We can even try to parse an invoice using the same model:

As you can see, Donut's model extracts structured key-value pairs from scanned documents.

You can find more fine-tuned Donut AI models on Hugging Face. Some of them are trained to parse invoices, receipts, tickets, and are specialized for other tasks such as document classification.

References:

GitHub: https://github.com/clovaai/donut
Paper: https://arxiv.org/abs/2111.15664
Fine-tuned models: https://huggingface.co/models?search=donut
Demo: Donut trained on CORD dataset (receipts)
Demo: Donut for Document Image Classification
Demo: Donut for DocVQA

Nougat

Nougat (Neural Optical Understanding for Academic Documents) is an encoder/decoder transformer model developed by Meta. It can perform OCR and convert PDFs to MultiMarkdown (.mmd) format. It was specifically designed to parse academic documents, preserving text, math equations, formulas, and tables. It also simplifies the conversion of PDFs to LaTeX format.

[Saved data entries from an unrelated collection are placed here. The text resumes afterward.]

Issue #160, opened 2023-04-19
ENH: Consider non-primitive data types


tangkong:
## Expected Behavior

Atef should be able to handle non-primitive (not int, float, bool, or str) data types for both passive and active checkouts.  
- Passive checkouts should allow checking values in data such as arrays
- Active checkouts should support setting, say, lists to a PV

## Current Behavior

`Target` and its subclasses used in `SetValueStep` expect only `PrimitiveType`.
All `Value` subclasses expect their `value` field to be a [PrimitiveType](https://github.com/pcdshub/atef/blob/073b8f47833279fd0ea93a5547bfd4ef2d7ba1f8/atef/check.py#L42)

This assumption is reflected in our GUI, which only really has simple LineEdits and SpinBoxes for input widgets

## Possible Solution

🤔 
Expanding the existing dataclasses to handle more complex data types will probably require some more involved logic in comparison.  QDataclassBridges will also need to be updated to handle a potential `Union[List[Any], PrimitiveType]`

Obviously our GUI framework will have to extend as well, a natural list input widget will need to developed and applied more programatically

## Context

Brought up in #159 

## Your Environment
pcds-5.7.1

klauer:
For passive checkouts, our initial pass could be summarized as: "you must reduce your array data into a scalar to be able to compare [it and use it in a passive check]"

Is that still a reasonable approach for passive checks? I think it's worth discussing.

For active checks, it's not unreasonable to put an array (e.g., of calibration coefficients or something) and verify that they get set properly.

PR #219, opened 2023-10-18
MNT: make enum checks more robust

### LINKED ISSUE #200: Enum values are not checked fully correctly
## Expected Behavior

If I make a check that runs against an enum value, it should be converted to the enum string before being compared.

## Current Behavior

Enum values are kept as integers for the comparison:

image

## Possible Solution

I guess we need to convert these or store both the int and the enum when we get the values

1. make a check against an enum
2. run the checkout

## Context

I was click testing #198 when I noticed this

## Your Environment

pcds-5.7.3 + atef from #198

### LINKED ISSUE #220: BUG: string / enum comparison fails if tolerances are set
## Expected Behavior
Tolerance should be ignored intelligently

## Current Behavior
If you set tolerances and change the type back to a one where tolerances don't make sense, the tolerances will persist, and an equals check will try to use them

## Possible Solution
Clear tolerance information when switching away from float-mode.

1.  Set up a working enum comparison
2. Change the type to float, and set non-None tolerances
3. Change the type back to enum, and comparison will fail

## Context
Poking around 

## Your Environment
pcds-5.7.3, atef-1.2.0

tangkong:
## Description
When checking against an enum signal, check against both the integer and string value if needed.
Also ignore tolerances unless comparing against a number

## Motivation and Context
closes #200 
closes #220 

## How Has This Been Tested?
Interactively, and a test case has been added. 

This PR

## Pre-merge checklist

### DIFF
--- a/atef/check.py
+++ b/atef/check.py
@@ -87,12 +87,14 @@ class Value:
 
     def compare(self, value: PrimitiveType) -> bool:
         """Compare the provided value with this one, using tolerance settings."""
-        if self.rtol is not None or self.atol is not None:
+        if ((self.rtol is not None or self.atol is not None)
+                and isinstance(value, (int, float))):
             return np.isclose(
                 value, self.value,
                 rtol=(self.rtol or 0.0),
                 atol=(self.atol or 0.0)
             )
+
         return value == self.value
 
 
--- a/atef/check.py
+++ b/atef/check.py
@@ -88,7 +88,7 @@ class Value:
     def compare(self, value: PrimitiveType) -> bool:
         """Compare the provided value with this one, using tolerance settings."""
         if ((self.rtol is not None or self.atol is not None)
-                and isinstance(value, (int, float))):
+                and not isinstance(value, (str, bool))):
             return np.isclose(
                 value, self.value,
                 rtol=(self.rtol or 0.0),
--- a/atef/config.py
+++ b/atef/config.py
@@ -1207,6 +1207,17 @@ class PreparedSignalComparison(PreparedComparison):
             identifier=self.identifier
         )
 
+    async def compare(self) -> Result:
+        # if signal is an enum, also flip the string field and retry
+        result = await super().compare()
+
+        if result.severity != Severity.success and self.signal.enum_strs:
+            self.comparison.string = not self.comparison.string
+            await self.get_data_async()
+            result = await super().compare()
+
+        return result
+
     @classmethod
     def from_device(
         cls,
--- a/atef/config.py
+++ b/atef/config.py
@@ -1214,7 +1214,8 @@ class PreparedSignalComparison(PreparedComparison):
         """
         result = await super().compare()
 
-        if result.severity != Severity.success and self.signal.enum_strs:
+        if (result.severity != Severity.success
+                and getattr(self.signal, 'enum_strs', None)):
             self.comparison.string = not self.comparison.string
             await self.get_data_async()
             result = await super().compare()
--- a/atef/config.py
+++ b/atef/config.py
@@ -1208,7 +1208,10 @@ class PreparedSignalComparison(PreparedComparison):
         )
 
     async def compare(self) -> Result:
-        # if signal is an enum, also flip the string field and retry
+        """
+        Run the inherited compare routine, but if signal is an enum,
+        also flip the string field and retry
+        """
         result = await super().compare()
 
         if result.severity != Severity.success and self.signal.enum_strs:
--- a/atef/config.py
+++ b/atef/config.py
@@ -1207,21 +1207,6 @@ class PreparedSignalComparison(PreparedComparison):
             identifier=self.identifier
         )
 
-    async def compare(self) -> Result:
-        """
-        Run the inherited compare routine, but if signal is an enum,
-        also flip the string field and retry
-        """
-        result = await super().compare()
-
-        if (result.severity != Severity.success
-                and getattr(self.signal, 'enum_strs', None)):
-            self.comparison.string = not self.comparison.string
-            await self.get_data_async()
-            result = await super().compare()
-
-        return result
-
     @classmethod
     def from_device(
         cls,
--- a/atef/reduce.py
+++ b/atef/reduce.py
@@ -23,10 +23,13 @@ class EnumValue:
     str_value: str
 
     def __eq__(self, __value: object) -> bool:
-        if isinstance(__value, int):
-            return self.int_value == __value
-        elif isinstance(__value, str):
-            return self.str_value == __value
+        if isinstance(__value, (int, str)):
+            try:
+                int_val = int(__value)
+            except ValueError:
+                int_val = __value
+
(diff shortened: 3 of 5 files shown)


atef/config.py
```diff
@@ -1207,6 +1207,21 @@ async def _compare(self, data: Any) -> Result:
...
+    async def compare(self) -> Result:
+        """
+        Run the inherited compare routine, but if signal is an enum,
+        also flip the string field and retry
+        """
+        result = await super().compare()
+
+        if (result.severity != Severity.success
+                and getattr(self.signal, 'enum_strs', None)):
+            self.comparison.string = not self.comparison.string
```
klauer, line 1219: This sets it and never resets it? That seems not good

It would seem like to me that we could be a bit smarter and get the string value from the enum strings list ourselves and redo the comparison
"If the comparison failed and we have an integer from the control layer, get the corresponding string value and run a new simple comparison. If and only if that succeeds, adjust the `result` (otherwise stick with the original failure)"

tangkong: We should definitely reset the value, but I wanted to keep the data-gathering logic out of this class to avoid fragmenting that logic across multiple locations.

klauer: You're already digging into the signal to pull out enum strings in the comparison - that seems to be reaching beyond where it should.

This specific PR is trying to figure out the user's intent ("oh they must not know what they're asking for, let's try the other method"). The original idea was to make the user specify whether they wanted a string comparison or an integer comparison by selecting "string". What happens if there's some overlap/ambiguity in the values? e.g., enum strings `["0", "2", "foobar"]`, and the comparison wants to know if the value is "2"? I suppose either "2" or "foobar" would be valid in that case, rather strangely.

If that's still not a concern, perhaps it'd be worthwhile to consider a special wrapper for enum values at the signal caching / value retrieval layer. That is to say a wrapper that says `1 == "Enum Value for 1"` is `True`

atef/config.py
```diff
@@ -1207,6 +1207,21 @@ async def _compare(self, data: Any) -> Result:
...
+            await self.get_data_async()
+            result = await super().compare()
```
ZLLentz, line 1221: Will this give us confusing results in the cases where both versions of the check fail?

atef/config.py
tangkong: To me there was a distinction between checking if enum_strs exists on the signal (which is already stored on the `PreparedSignalComparison`) and using the cache to get the signal value (`self.cache.get_signal_data`).  Are those two less distinct than I thought?  

----------------------------------

The `["0", "2", "foobar"]` case is interesting, and I hope nobody makes an enum like this...  A bit of me detailing my thought process below.
If the user wants to check the signal against `"2"` (string), getting the data from the signal will only return one of the enum values.  
* if signal has "2" (index 1), the signal could either return `"2"` (string) or `1` (int)
  * comparison passes on the first case
* if signal has "foobar" (index 2), the signal could either return `"foobar"` (string) or `2` (int)
  * comparison fails on both cases 

The key here is that we're only ever comparing to an enum in one of the positions.

If we do try to grab the enum value corresponding to the user provided "2", then the potential for confusion arises.  The comparison's "string" setting only changes what we get from the signal, not the user's provided value.  

I think the upshot of the above block of text is I feel like the current process isn't too ambiguous.

----------

Having finally made it to the last bit of your comment I like that idea better than all the above 🤣

ZLLentz (dismissed):
I think this is a pretty solid implementation

tangkong:
I'm going to try to tackle #220  here as well, but have gotten lost in the maze of qt intricacies.  I'll re-request review when I've sorted myself out

klauer (approved):

tangkong:
The test suite is being exceptionally finicky.  As usual it passes locally

tangkong:
All that's changed since the last review is a quick  numeric-check before we call np.isclose.  This ended up being the easiest way to deal with irrelevant tolerances.  (I did not fix the qt issues... yet)

atef/check.py
```diff
@@ -87,12 +87,14 @@ def get(self) -> PrimitiveType:
 
     def compare(self, value: PrimitiveType) -> bool:
         """Compare the provided value with this one, using tolerance settings."""
-        if self.rtol is not None or self.atol is not None:
+        if ((self.rtol is not None or self.atol is not None)
+                and isinstance(value, (int, float))):
```
klauer, line 91: Maybe a `not isinstance(value, (str, bool))` would be better, considering how `int`/`float`-like values tend to be more common.

atef/reduce.py
```diff
@@ -13,6 +13,27 @@
...
+class EnumValue:
+    """
+    Wrapper for enum value that can be compared to either the string or int
+    value of the enum.  Only accepts string enums.
+    """
+    int_value: int
+    str_value: str
+
+    def __eq__(self, __value: object) -> bool:
+        if isinstance(__value, int):
```
klauer, line 26: `return __value == self.int_value or __value == self.str_value`?

Since we're trying to help out the user here with common mistakes, is there a chance `__value` comes in erroneously as like `"3"` instead of (int) `3` and we need to do a `int(__value) == self.int_value`?

klauer (dismissed):
Seems good to me 👍

atef/check.py
tangkong: I guess if we assume only PrimitiveType (str, int, float, bool) will be submitted, this is equivalent.  Though is this really a significant time save?

klauer: > if we assume only PrimitiveType (str, int, float, bool) will be submitted

I may be totally wrong here but I think `PrimitiveType` is more of a _hope_ than perhaps a reality. My recollection of my code here isn't as good as I'd hope, so let me ask: could `np.ndarray` leak in here if we don't have a reduction method set? Could values directly from the caproto backend in ophyd get in here unfiltered? If so, we won't necessarily be limited to `PrimitiveType` - we may have those numpy types, arrays, etc.

atef/reduce.py
tangkong: I was thinking about the case where some aberrant enum (`['Out', '2', 'YAG']`), where both int and str "2" would be valid (so both types would be valid).  Do we think this is a fringe enough edge case to ignore?

atef/check.py
tangkong: It looks like we have a default reduction method (average) everywhere, and our data collection would methods would raise if the method were missing.

It was also my understanding that we don't really enforce PrimitiveType inside the code, but trying to deserialize a `Value` that holds a non-primitive type will fail. I think it's fair to say we don't support non-primitive values yet ([issue](https://github.com/pcdshub/atef/issues/160))

atef/reduce.py
tangkong: The answer I've come to is: yes probably

ZLLentz (approved):
I still think this looks good

tangkong:
Alright, I'll merge this for the same of moving on.  Thanks for the reviews 👍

Nougat is built using the Document Understanding Transformer (DONUT) architecture. You can train or fine-tune Nougat on your own dataset.

It functions as a command-line interface (CLI) program that you can install by executing the following command: pip install nougat-ocr .

Here's how you can use Nougat to OCR and convert a PDF file to Markdown:

nougat ./files/invoice.pdf  -o ./out

It will generate a file invoice.mmd in your output directory.

You can also run Nougat from your Python code:

import os
cmd = 'nougat ./files/invoice.pdf  -o ./out'
os.system(f"{cmd}")

To process multiple PDF files in a batch:

import os
cmd = "nougat -o ./out"
pdf_dir = './files'

for pdf in os.listdir(pdf_dir):
    os.system(f"{cmd} pdf ./files/{pdf}")

I've attempted to convert a sample invoice (an image that imitates a scanned document). The text was mostly extracted correctly, but almost without any formatting or tables in the output.

Then, I tried to parse a simple table with handwritten text. Again, the text (including the handwritten part) was extracted quite accurately, but without any formatting.

Meta's Nougat model is an excellent choice for scientific documents and articles with text paragraphs, formulas, and tables, but it performs much less effectively for invoices and other types of documents.

References:

GitHub: https://github.com/facebookresearch/nougat
Project page: https://facebookresearch.github.io/nougat/
Paper: https://arxiv.org/abs/2308.13418

Conclusion

We have tested three AI models for OCR and PDF document extraction tasks: Claude 3, Donut, and Nougat. Each of them yielded satisfactory results and has its own advantages and disadvantages.

The Claude 3 model is likely the most flexible, allowing for quick creation of a custom extraction schema. However, it might not be the best choice for parsing large documents.